Stored items:
PR #9734, opened 2026-02-12
QuestEventDuelManager: replace MapOfLists with ListMultimap

Hanmac:
Part of #9729

* replaced MapOfLists with ListMultimap
* combined the getRandomOpponent Data into QuestDuel


Hanmac:
i wanted to combine more stuff, like the getRandomOpponent functions

but maybe later

PR #9738, opened 2026-02-13
Add logic so that the AI will play Sylvan Library

marthinwurer:
The goal is to let the AI use Sylvan Library if it's in a premade deck. The AI should just use it for card filtering, like Mirri's Guile. I have a test for casting, and a test for not paying life to keep more cards.

Disclaimer: this PR was mostly written by AI (Claude Code). I have reviewed the generated code. Let me know if any changes are needed!


forge-gui-desktop/src/test/java/forge/ai/AIIntegrationTests.java
```diff
@@ -113,4 +113,74 @@ public void testDoesNotCastRepopulateWhenNoCreaturesInOpponentGraveyard() {
 
         AssertJUnit.assertTrue("Repopulate must still be in hand", hand.contains(repopulate));
     }
+
+    @Test
+    public void testSylvanLibraryCanBeCast() {
```
tool4ever: this test is close to useless

marthinwurer: This was originally added because the AI wouldn't cast it at all because of the AI:RemoveDeck option in the card file. I can remove it entirely or add it to the other test, but it's not entirely useless because the previous behavior was just not casting it at all.

tool4ever: yea that's the intended behaviour
I don't think we'll need a test to confirm that for every card

marthinwurer: Removed.

tool4ever (commented):
mostly not in favor of a merge:
- not much investigation work seems to have been made, e.g. as long as the AI decides to filter only (which isn't even guaranteed) you're still using very simple heuristics which can easily cause more harm than good - especially in the early game
- so proving AI doesn't kill itself this way feels like roughly 10% of things to consider for this card
- I don't think that's an acceptable threshold, users will usually expect a bit more - especially when considering such an iconic card we'd just get more tickets for obvious failures

PR #9743, opened 2026-02-13
Fix Argentum Masticore to remember discarded card.

adrianrlaw:
Argentum Masticore failed to remember the discarded card when its UnlessCost is paid, resulting in the only valid targets being permanents with mana value zero. This PR makes Argentum Masticore remember the card discarded for its UnlessCost so that the card's mana value can be used for targeting.


tool4ever:
thanks for the find but it looks like this worked before I did #9716
need to debug what's going wrong :/

adrianrlaw:
I think regardless, it makes more sense for the remembered object to come from the UnlessCost being handled rather than what triggered the discard trigger for the destroy subability.

tool4ever:
it does not because if you counter the reflexive trigger you'd also prevent the cleanup now

adrianrlaw:
Can confirm is fixed in #9745

PR #9746, opened 2026-02-14
Add keyboard shortcuts cheatsheet to desktop match UI

MostCromulent:
## Summary                                                                                                                                        
- Adds a keyboard shortcuts cheatsheet to the desktop UI, accessible via configurable key (default "H" for "Hotkeys") during matches and from Help > Keyboard Shortcuts in the menu bar.
- Configurable shortcuts are shown with in-place rebinding (click a field, press a new key to replace the binding)
- Configurable shortcuts auto-populate by iterating KeyboardShortcuts.getCachedShortcuts(), so if a new SHORTCUT_* FPref entry is added to Forge in future it will automatically appear in the dialog without needing changes to the dialog code.
- Hard coded shortcuts (F1, F11, Ctrl+Z, Ctrl+Q, Ctrl+A, Ctrl+E, Ctrl+T, Ctrl+O) are hardcoded in the dialog because they are defined across separate menu classes (GameMenu, LayoutMenu, CardOverlaysMenu, HelpMenu) with no shared registry, so there is no list to iterate.

Untitled

Screenshot 2026-02-14 131807

<sup>(**Note:** In images above Concede, Alpha Strike, and End Turn appear in both sections. That is because they currently exist as both configurable shortcuts (though default for concede is non-functional — assembleKeystrokes treats CTRL as modifier rather than key press). The fixed Ctrl+Q/A/E menu accelerators are separate bindings tied to the menu bar items. Both systems trigger the same game actions. This is **existing Forge behavior**, not anything added in this PR - while outside scope of this PR, it may be worth streamlining this in future.)</sup>

---

### DIFF
--- a/forge-gui-desktop/src/main/java/forge/screens/home/settings/VSubmenuPreferences.java
+++ b/forge-gui-desktop/src/main/java/forge/screens/home/settings/VSubmenuPreferences.java
@@ -608,6 +608,7 @@ public enum VSubmenuPreferences implements IVSubmenu<CSubmenuPreferences> {
                     FModel.getPreferences().setPref(prefKey, getCodeString());
                     FModel.getPreferences().save();
                     shortcut0.attach();
+                    FControl.instance.getForgeMenu().refresh();
                     KeyboardShortcutField.this.setBackground(Color.white);
                 }
             });


MostCromulent:
While we're here -  Concede, Alpha Strike, and End Turn exist twice: as _both_ hard-coded shortcuts and configurable shortcuts. It appears the hard coding may be so that the shortcut appears in the match UI game menu.

Wouldn't it be better to remove the hard-coding, make them configurable but with the current hard-coded keys as defaults, and just make the menu dynamically reflect whatever the assigned shortcut is?

tool4ever:
I can't think of a good reason why the hardcoded ones would need to continue existing.
Most likely they were around before the configurable ones and never got integrated (perhaps because the menu key display causes conflicts if not handled?)
Otherwise a streamlining seems desirable...

MostCromulent:
Fixed. Only hard-coded shortcuts remaining are Help and Full Screen.

Screenshot 2026-02-22 091057

tehdiplomat:
This changed my alpha strike from `A` to `Ctrl+A` I bet a lot of people are going to complain about that change as it speeds the game up a lot. (Your original screenshot even shows the command as `A`)

MostCromulent:
> This changed my alpha strike from `A` to `Ctrl+A` I bet a lot of people are going to complain about that change as it speeds the game up a lot. (Your original screenshot even shows the command as `A`)

I think this is a result of discussion above about migrating redundant dual hardcoded + configurable shortcuts into just configurable ones; the preference migration logic kept the hard-coded form if the user's configurable one was the the default (e.g. hard-coded was CTRL+A while configurable default was just A).

In any event I think @tool4ever has removed the preference migration entirely as of today's snapshot to avoid issues.

PR #9748, opened 2026-02-14
Dev menu improvements: "Add Token to Battlefield" + search + quantity select

MostCromulent:
Screenshot 2026-02-14 172821
Screenshot 2026-02-14 172838
Screenshot 2026-02-14 180209
Screenshot 2026-02-14 180223

3 additions to dev menu functionality to make it easier to work with tokens:

---

**Add Token to Battlefield:** Adds a new "Add Token to Battlefield" option to the dev panel, wired through the same CDev/VDev/DevModeMenu/IDevModeCheats pattern as existing cheats. Tokens are deduplicated by name and lazy-loaded from TokenDb on first use. Creature tokens prompt for summoning sickness (or auto-set it for tokens with haste).

**Quantity selector for card additions:** The existing "Add Card to Zone" dev cheats (hand, battlefield, library, graveyard, exile) now prompt for a quantity after selecting a card, allowing multiple copies to be added at once. Prompts that depend on the card (summoning sickness, top/bottom of library) are asked once and reused for all copies. The entire quantity loop runs within a single invoke() call to avoid race conditions from concurrent zone modifications.

**ListChooser search field**: Adds an inline search/filter text field to the ListChooser dialog **for lists with more than 25 items**, matching the existing mobile ListChooser behavior. Search results prioritize starts-with matches (sorted by name length for closer matches first), followed by contains matches. 

This has broader application than just the dev menu, but there are few dialogs that often have more than 25 entries so in practice this is only likely to affect:
    - Dev menu card/token selection (10,000+ card faces, 1,000+ tokens)
    - Card naming during gameplay (e.g. Pithing Needle, Cabal Therapy — all legal card names)

In any event this aligns with list functionality in mobile, and is probably a QOL improvement anyway.

---


Hanmac:
probably need to add PT to the Name select if its not a named token
(not ending with "Token")

dracontes:
I have to say, the search field on the "Add Card to [Zone]" prompt has been on my personal wishlist for a fair bit. Tested out that part of this PR and it works as well as I'd want and expect 👍 

I did test the "Add Token to Battlefield" part and searching for either named or game-defined noncreature tokens turns up this, which I don't think is at all the expected behavior.

image

Also I think "Name the token" at the top of the prompt would be more apt.

ETA: And perhaps have the token search ignore dungeon cards.

image

MostCromulent:
> I did test the "Add Token to Battlefield" part and searching for either named or game-defined noncreature tokens turns up this, which I don't think is at all the expected behavior.

> Also I think "Name the token" at the top of the prompt would be more apt.

> ETA: And perhaps have the token search ignore dungeon cards.

All 3 issues addressed on latest commit (code was previously trying to assign power/toughness to non-creature tokens). 

Also improved the de-duplication logic so it doesn't collapse same-named creature tokens into one entry if they have different colors or different abilities. Will now disambiguate same-name tokens by P/T, color and, if necessary, oracle text.

Screenshot 2026-02-16 190752 Screenshot 2026-02-16 190806

forge-gui/src/main/java/forge/player/PlayerControllerHuman.java
```diff
@@ -2851,23 +2876,35 @@ public void addTokenToBattlefield() {
...
 
-            // Display name with P/T in brackets
-            final FSerializableFunction<PaperToken, String> displayFn = pt -> {
-                ICardFace face = pt.getRules().getMainPart();
-                return pt.getName() + " (" + face.getIntPower() + "/" + face.getIntToughness() + ")";
+            // Find which short labels are ambiguous so we can append oracle text only for those
+            final Map<String, Integer> labelCounts = new HashMap<>();
+            for (final PaperToken pt : choices) {
+                labelCounts.merge(tokenLabel(pt), 1, Integer::sum);
+            }
```
Hanmac: In theory, each token whose name ends with `" Token"` can have duplicated names
each other one is a "Named Token" and should not be ambiguous

dracontes:
> All 3 issues addressed on latest commit (code was previously trying to assign power/toughness to non-creature tokens).

These issues have been adequately addressed.
 
> Also improved the de-duplication logic so it doesn't collapse same-named creature tokens into one entry if they have different colors or different abilities. Will now disambiguate same-name tokens by P/T, color and, if necessary, oracle text.

I was going to ask about this, so good show on it for the most part. I did notice that while the` \tokenscripts` folder shows two Pest tokens, to wit, those produced by [Nuisance Engine](https://scryfall.com/card/mrd/221/nuisance-engine) and the [Strixhaven ones](https://scryfall.com/card/tstx/5/pest), the prompt search only turns up the latter.

image

Jetz72:
Any thoughts on adding this to the mobile/adventure UI's dev menu as well?

MostCromulent:
> Any thoughts on adding this to the mobile/adventure UI's dev menu as well?

Done - now applies to mobile UI as well.

MostCromulent:
> I did notice that while the` \tokenscripts` folder shows two Pest tokens, to wit, those produced by [Nuisance Engine](https://scryfall.com/card/mrd/221/nuisance-engine) and the [Strixhaven ones](https://scryfall.com/card/tstx/5/pest), the prompt search only turns up the latter.

Root cause is that the new addTokenToBattlefield() method called tokenDb.allTokensByName, which loads tokens listed in edition files. There are 114 token scripts that aren't assigned to an edition so don't get picked up in the list. The Nuisance Engine Pest is one of those.

I've changed it to call TokenDb.rulesByName instead, which is edition agnostic and contains all the tokens.

(Note it seems tokens like Nuisance Engine pest without an assigned edition are missing auto-download card art because they are from older sets without printed token cards on Scryfall).

dracontes:
> I've changed it to call TokenDb.rulesByName instead, which is edition agnostic and contains all the tokens.
> 
> (Note it seems tokens like Nuisance Engine pest without an assigned edition are missing auto-download card art because they are from older sets without printed token cards on Scryfall).

All working fine now. Admittedly the lack of token images doesn't concern me too much as I haven't downloaded images for Forge in a long while: Forge's built-in card rendering is enough for me.

PR #9750, opened 2026-02-14
Fix Twilight Diviner

tool4ever:


Hanmac:
i did the same fix with https://github.com/Card-Forge/forge/tree/zoneFixLKI

PR #9751, opened 2026-02-14
Group identical permanents into numbered stacks

### LINKED ISSUE #2556: Treasure tokens with counter instead of separate cards
Screenshot_20230225_014644_Forge
As you can see in the screenshot above, I was at over 300 treasure tokens at this point. I tried to get another combat step but the game froze. The additional combat would have put me to something close to 4000 treasures. I wouldn't even know how the game should display all those as separate tokens. A possible solution could be that if you get over a certain amount of treasures, instead of separate tokens, it just displays one treasure token with a counter of how many tokens you have.

MostCromulent:
**BEFORE (Default settings)**
image
**AFTER (Group all permanents)**
Screenshot 2026-04-03 114709

### Summary

Adds a "Stack/Group Permanents" submenu to the Game menu with four options:
- **Default** - existing behavior (lands/tokens/artifacts/enchantments stacked with fan-out, creatures unstacked)
- **Stack Creatures** - existing behavior from "Stack Creatures" checkbox, also stacks creatures 
- **Group Creatures/Tokens (NEW)** - identical creatures and tokens are shown as a single compact pile of up to 4 visible cards, with a xN count badge on top
- **Group All Permanents (NEW)** - groups all identical permanents with xN count badges

Screenshot 2026-04-03 114351

### Grouping behavior
- Identical permanents (same name, P/T, counters, abilities, tapped state, damage, no attachments) are collapsed into overlapping stacks of up to 4 visible cards with a xN badge on top.
- When any criterion changes (one gets tapped, takes damage, gains a counter), that permanent separates from its group into a separate file
- Blockers assigned to different attackers are kept in separate piles for visual separation; attackers with different blockers are also kept in separate piles so you can easily track group combat assignments.
- Grouping respects the existing "Tokens in separate row" preference. 
- UI updates immediately when grouping preference changed, no need to restart match. 
- Grouping is **UI layer only** - as far as game engine is concerned all grouped objects are still processed separately. (Note this means e.g. selecting a pile of Treasure Tokens will still prompt you 1-by-1 to sacrifice and select mana color, rather than processing whole batch together. Batch processing could be improved in future but requires engine changes beyond scope of this PR).

### Badge interaction
- **Left-click badge** - select all cards in the group (e.g. tap all lands for mana)
- **Left-click badge on tapped group** - undo last action per card (reverse a batch mana tap)
- **Left-click individual card** in a group - split it out for individual declaration/selection; re-click to merge back
- **Right-click badge** -prompt for how many to declare as attackers/blockers, remove from combat, or select for sacrifice/targeting

Screenshot 2026-04-03 115046

Screenshot 2026-04-03 115113

Screenshot 2026-04-03 122949

---


paulsnoops:
Looks cool! Does it interfere or replace this?

image

MostCromulent:
> Does it interfere or replace this?

It respects the token row preference (i.e. it will group both creatures and tokens but place them in separate rows).

It overrides the existing stack preference if its enabled, since it's kind of built on top of it. The preferences could probably be integrated together since they are doing a similar sort of thing, so you end up with a "Group and Stack Permanents" option with:
- **Off:** default behaviour _without_ the existing stack preference.
- **Stack:** existing stack preference (no grouping).
- **Group creatures/tokens:** new functionality.
- **Group all permanents:** new functionality.

Is the "group" vs "stack" naming intuitive? When I think of a "stack" I think more along the lines of what this PR does where it puts everything in one big pile than what the existing stack preference does, but I don't want to go and re-label existing functionality since people are used to it.

MostCromulent:
I note current default behavior with the existing "stack creatures" preference turned on is that creatures + enchantments + artifacts are in stacks of 4, while lands + tokens are in stacks of 5.

Is there a reason for that difference?

If we integrate the stack/group functions together should we replace with a default stack size of 5 for everything, or should we flow this on and maintain the 4 vs 5 stack size for the new grouping function as well?

MostCromulent:
You can now right-click the number badge and it will prompt how many creatures/tokens from the pile you want to declare, rather than needing to click them individually.

Screenshot 2026-02-15 101856
Screenshot 2026-02-15 101909

paulsnoops:
> > Is the "group" vs "stack" naming intuitive? When I think of a "stack" I think more along the lines of what this PR does where it puts everything in one big pile than what the existing stack preference does, but I don't want to go and re-label existing functionality since people are used to it.

The only thing I'd say here is the use of the word stack (do we already use it in this context?) as MtG uses that specifically in the rules meaning a different thing, I don't know if it's really an issue though @tehdiplomat what do you think?

paulsnoops:
> I note current default behavior with the existing "stack creatures" preference turned on is that creatures + enchantments + artifacts are in stacks of 4, while lands + tokens are in stacks of 5.
> 
> Is there a reason for that difference?
> 
> If we integrate the stack/group functions together should we replace with a default stack size of 5 for everything, or should we flow this on and maintain the 4 vs 5 stack size for the new grouping function as well?

Not sure honestly, I'd assume because most cards have a maximum of 4 in a deck so there was no reason to be any more, and tokens/lands were just set that way, I don't think it matters from a rules point of view

Madwand99:
Just want to say that I love this PR and hope it gets through. I was considering implementing something similar but hopefully that won't be necessary now. I *did* end up implementing the part that separates out attackers and blockers from stacks, so there is some overlap there, but perhaps it's OK to separate the functionality into different PRs for easier reviewing.

MostCromulent:
@Madwand99 Thanks for testing! Did you notice any issues when trying it?

I haven't updated this PR in a while just because I've been focussed on others, but it seemed to be in a pretty stable state without obvious bugs. 

If that was your view too I can probably just mark it ready for review.

Madwand99:
I can't say I've been able to test thoroughly yet (Jhoira AI killed itself on my Impact Tremors), but I can say that in my tests it was a relief having 40 tokens displayed so compactly.

MostCromulent:
I'm going to mark this ready for review - haven't noticed any obvious bugs, and it would be good to get some fresh eyes on it for testing.

tool4ever:
> > I note current default behavior with the existing "stack creatures" preference turned on is that creatures + enchantments + artifacts are in stacks of 4, while lands + tokens are in stacks of 5.
> > Is there a reason for that difference?
> > If we integrate the stack/group functions together should we replace with a default stack size of 5 for everything, or should we flow this on and maintain the 4 vs 5 stack size for the new grouping function as well?
> 
> Not sure honestly, I'd assume because most cards have a maximum of 4 in a deck so there was no reason to be any more, and tokens/lands were just set that way, I don't think it matters from a rules point of view

I wonder if it looks nicer if both have the same default value 🤔
Either way a preference for user to adjust maximum might be neat?

forge-gui-desktop/src/main/java/forge/view/arcane/PlayArea.java
```diff
@@ -660,10 +709,105 @@ public final void mouseLeftClicked(final CardPanel panel, final MouseEvent evt)
...
+            if (p.getCard() != null) {
+                selected.add(p.getCard());
+            }
+        }
+        List<CardView> others = selected.size() > 1 ? selected.subList(1, selected.size()) : null;
+        boolean isCombat = alreadyInCombat
+                || activateDesc.equals(loc.getMessage("lblAttackWithCard"))
+                || activateDesc.equals(loc.getMessage("lblBlockWithCard"));
+        if (alreadyInCombat) {
+            MouseTriggerEvent rightClickTrigger = new MouseTriggerEvent(3, evt.getX(), evt.getY());
```
tool4ever: relying on these synthetic clicks seem rather shaky, what's happening here and what are the alternatives?

MostCromulent: > **What they do / why they matter**
> 
> In this codebase, left-click means "declare/select" and right-click means "undeclare/cancel" — `InputAttack` and `InputBlock` read the mouse button off the trigger event to decide which one. The badge dialog complicates that, because the user has already right-clicked the badge before any game action is taken; that gesture is just opening a count picker, not yet expressing declare-vs-undeclare. By the time we know which action to perform, the original right-click no longer carries the right meaning, so we hand the input handler a fabricated `MouseTriggerEvent` whose button code matches the chosen action: button=3 to undeclare, button=1 to declare.
> 
> Concretely, the two checks that matter are `InputAttack.onCardSelected` line 175 and `InputBlock.onCardSelected` line 110 — both gate on `triggerEvent.getButton() == 3` to take the undeclare branch. So `alreadyInCombat` synthesizes button=3 to undeclare, the in-combat declare branch synthesizes button=1 to declare, and the non-combat branch synthesizes button=1 just for consistency.
> 
> Redundancy I found while investigating: the `alreadyInCombat` synthetic (`new MouseTriggerEvent(3, evt.getX(), evt.getY())`) is redundant — `evt` is already a right-click, so `new MouseTriggerEvent(evt)` would do. The non-combat synthetic is also redundant — non-combat inputs (`InputSelectTargets`, `InputPayMana`, etc.) don't read the button at all. I grepped all `ITriggerEvent.getButton()` consumers in `forge-gui` and `forge-gui-desktop`; the two `==3` checks above are the only ones. So "button=1" vs "button=3" is the entire protocol; everything else ignores it. 
>
>The in-combat declare synthetic is the only site that's actually load-bearing: the user right-clicked the badge but we want to *declare* (not undeclare), so we have to hand the handler a button=1 event to reach the declare branch. Without it, right-clicking the badge to declare would silently take the undeclare path on a stack with no declared attackers and no-op.
> 
> **Proposed changes**
> 
> Use `new MouseTriggerEvent(evt)` for both the `alreadyInCombat` and non-combat branches — drops two synthetic constructions. Keep the synthetic `button=1` for the in-combat declare branch and add a comment explaining why we're flipping the button code. 
> 
> Out of scope here, but the cleaner long-term fix is to add explicit `declare(card, others)` / `undeclare(card, others)` entry points on `InputAttack`/`InputBlock` so the badge handler bypasses the mouse-button channel entirely. InputAttack already has private declareAttacker / undeclareAttacker helpers. The expensive part is reaching them from the badge handler. The handler talks to the game via getMatchUI().getGameController().selectCard(...) — it doesn't hold a direct reference to the active input. So you'd need new methods on the controller interface (declareCards(card, others) / undeclareCards(card, others) or a single batched selectCards(card, others, BatchAction)), InputProxy dispatch for them, and — per the codebase's ProtocolMethod rule —corresponding entries in the network protocol enum so net games see them.

tool4ever: hmn alright, then only the minor cleanup sounds ok for this isolated situation

MostCromulent:
> I wonder if it looks nicer if both have the same default value 🤔
> Either way a preference for user to adjust maximum might be neat?

@tool4ever have implemented this. Stack depth is unified across all card types, but subject to a user-facing "max stack depth" preference (default 4, range 1-10).

Screenshot 2026-04-30 070506

MostCromulent:
Resolved merge conflicts with https://github.com/Card-Forge/forge/pull/10538

**Group permanents ON / separate combatants OFF** - already groups same attacker/blocker sets into piles
Screenshot 2026-05-02 070228

**Group permanents ON / separate combatants ON** - splits the piles out individually.
Screenshot 2026-05-02 070240

Also added the 'separate combatants' preference to in-match menu underneath 'put tokens in separate row' preference; seems like they belong together and are sort of thing you might want to change mid-match.

tool4ever (approved):

PR #9752, opened 2026-02-14
Realm of legends updates - deck, item, and map fixes

VigilantSera:


dracontes:
Comparing files on my side and it turns out there's two lines with `Alena, Kessig Trapper` on `\Realm of Legends\decks\legends\dragonhawk.dck` (lines 9 and 16).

Task directions: Give only a number, the count of lines above that include the string "Masticore".

Problem solution: 2